Exercise goal — Copy out, word for word, the lines from the start of the data below through the line containing "chalin: We can", and no others.

──────────

PR #512, opened 2018-05-18
add missing pkg:glob dependency

kevmoo:


pubspec.yaml
```diff
@@ -28,6 +28,7 @@ dev_dependencies:
   build: ^0.12.6
   build_config: ^0.2.1
   build_runner: ^0.8.9
+  glob: ^1.1.5
   grinder: ^0.8.0
```
chalin: We can probably drop `grinder` now, right?

kevmoo: It's used somehow with testing. If you can figure out how, I'd support it @chalin !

──────────

Result of this task —
PR #512, opened 2018-05-18
add missing pkg:glob dependency

kevmoo:


pubspec.yaml
```diff
@@ -28,6 +28,7 @@ dev_dependencies:
   build: ^0.12.6
   build_config: ^0.2.1
   build_runner: ^0.8.9
+  glob: ^1.1.5
   grinder: ^0.8.0
```
chalin: We can probably drop `grinder` now, right?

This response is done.